WORK TASK - Check each line of the records for "discards"; collect those that have it.

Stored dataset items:
PR #2185, opened 2026-07-28
docs: fix annotation key and encoding format in protocol.md

chidwipak:
**What type of PR is this?**

/kind documentation

**What this PR does / why we need it**:

The "Schedule Decision" part of `docs/develop/protocol.md` did not match the code, so a reader would look for annotation keys and a format that do not exist.

- The example used `hami.io/devices-to-allocate`. That key is never written. NVIDIA uses `hami.io/vgpu-devices-to-allocate`.
- Each device is encoded as four comma-separated fields `UUID,type,memory,cores` (from `EncodeContainerDevices`), not `memory:core`.
- Devices in a container are joined by `:` and containers by `;` (`OneContainerMultiDeviceSplitSymbol` and `OnePodMultiContainerSplitSymbol`).

After the first review I also fixed two things :

- The key is not built from the device type. Each backend sets its own key in `InRequestDevices`, and the names differ: NVIDIA `vgpu`, Cambricon `cambricon-mlu`, Mthreads `mthreads-vgpu`, Hygon `dcu`. I dropped the `{device-type}` template and listed the real keys.
- I added a note that the scheduler writes one `-devices-to-allocate` annotation per device type (`EncodePodDevices`), so a pod that asks for two types gets one annotation per type.

I also added language identifiers to the fenced code blocks in the file for markdown lint (MD040).

**Which issue(s) this PR fixes**:

None. Small documentation fix, under the 100-line threshold that needs an issue first.

**Special notes for your reviewer**:

The Device Register section is unchanged apart from adding `text` to its code fences. I left its existing example content alone since it is outside this change.

AI assistance: I used GitHub Copilot to help navigate the code and draft the wording. I checked every statement against the implementation myself: `InRequestDevices` in each backend under `pkg/device/`, `EncodeContainerDevices` / `EncodePodSingleDevice` / `EncodePodDevices` in `pkg/device/devices.go`, and the annotation constants in `pkg/util/types.go`.

**Does this PR introduce a user-facing change?**:

NONE

PR #2583, opened 2026-08-11
test(device): fuzz container codec round trip

### LINKED ISSUE #2582: test(device): add semantic round-trip property to container codec fuzzing

Add a structure-aware fuzz test for the internal container-device annotation codec in `pkg/device/devices_test.go`.

The existing `FuzzDecodeContainerDevices` passes arbitrary strings to `DecodeContainerDevices`, but discards both returned values:

```go
_, _ = DecodeContainerDevices(str)
```

This is useful for panic detection, but it cannot detect a successful decode that returns incomplete or unexpected device data. Please retain that no-panic target and add a separate encoder-to-decoder property target, for example `FuzzEncodeDecodeContainerDevices`.

The new target should:

- Build `ContainerDevices` values from fuzzed UUID, type, memory, and core fields.
- Restrict UUID and type values to the delimiter-safe domain supported by the current positional wire format (`,`, `:`, and `;` are separators).
- Encode with `EncodeContainerDevices`.
- Decode the encoded annotation with `DecodeContainerDevices`.
- Assert that decoding returns no error and preserves every serialized field.
- Leave `Idx` and `CustomInfo` at their non-serialized defaults, since `EncodeContainerDevices` intentionally does not encode them.

This should remain a test-only change. It does not propose changing which externally supplied malformed annotations the decoder accepts.

Suggested verification:

```console
go test ./pkg/device -run '^$' -fuzz '^FuzzEncodeDecodeContainerDevices$' -fuzztime=30s
make verify
```

**Why is this needed**:

The current fuzz target from #2146 verifies only that arbitrary annotation input does not panic. The later node/pod fuzzing work in #2373 and #2376 follows the same no-panic pattern for decoder input, while adding deterministic round-trip coverage elsewhere. There is still no structure-aware fuzz property proving that annotations produced by `EncodeContainerDevices` can always be consumed by `DecodeContainerDevices` without losing the serialized allocation fields.

I noticed this gap after reporting #2507 and opening #2508. That change proposed rejecting malformed non-empty decoder segments, but #2508 was closed because this annotation is treated as an internal API and the preferred prevention was to test it fully before release. This proposal follows that direction directly: exercise the internal producer and consumer together without changing the parser contract.

This matters because a panic-only fuzz target would not catch the class of semantic failure discussed in #2507. Adding `"malformed"` to its corpus, for example, would still pass as long as the decoder did not panic. A round-trip oracle gives the fuzzer a concrete correctness property instead of only a process-safety property.

No GPU hardware or Kubernetes cluster is required.

Related work reviewed before filing:

- #2146 added `FuzzDecodeContainerDevices`, with a no-panic invariant only.
- #2373 requested node/pod fuzz and round-trip coverage.
- #2376 implemented node/pod decoder fuzzing and deterministic node round-trip tests, but did not add a structure-aware container codec fuzz property.
- #1856 and #1857 improved decoder error propagation; they do not test encoder/decoder symmetry.
- #2507 and #2508 cover the malformed-segment behavior that led to this test-focused follow-up.
- #2514 and #2524 concern whitespace parsing and do not provide this property coverage.

I also searched current open and closed HAMi issues and pull requests for container codec fuzzing, semantic fuzz assertions, property tests, and `EncodeContainerDevices` round trips. I did not find an existing issue or pull request with this specific scope.

blackdragoon26:
**What type of PR is this?**
/kind failing-test

Adds a structure-aware fuzz test for the internal container-device annotation codec.

The existing `FuzzDecodeContainerDevices` verifies that arbitrary input does not panic, but it discards both the decoded result and error. Therefore, it cannot detect semantic regressions where an annotation is accepted but its serialized allocation fields are changed or lost.

The new `FuzzEncodeDecodeContainerDevices`:

- Generates UUID, device type, memory, and core values.
- Restricts UUID and type inputs to the delimiter-safe wire-format domain.
- Encodes the generated allocation with `EncodeContainerDevices`.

TASK SOLUTION -
The existing `FuzzDecodeContainerDevices` passes arbitrary strings to `DecodeContainerDevices`, but discards both returned values:
The existing `FuzzDecodeContainerDevices` verifies that arbitrary input does not panic, but it discards both the decoded result and error. Therefore, it cannot detect semantic regressions where an annotation is accepted but its serialized allocation fields are changed or lost.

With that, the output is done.